HOW TO COMPLETE THIS TASK: In the entries below, find the line containing "Accepting redirectURL and", then copy it and every later line exactly, ending with the last line.
--------------------------------
PR #744, opened 2022-10-20
Accepting redirectURL and mobile=true as query params

prakashchoudhary07:
`/auth/github/callback` route can now accept `redirectURL=url_to_redirect_to` and `mobile=true`

For redirecting to a particular page, `redirectURL=https://realdevsquad.com` query param can be passed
--------------------------------
OUTPUT OF THE TASK:
Accepting redirectURL and mobile=true as query params

prakashchoudhary07:
`/auth/github/callback` route can now accept `redirectURL=url_to_redirect_to` and `mobile=true`

For redirecting to a particular page, `redirectURL=https://realdevsquad.com` query param can be passed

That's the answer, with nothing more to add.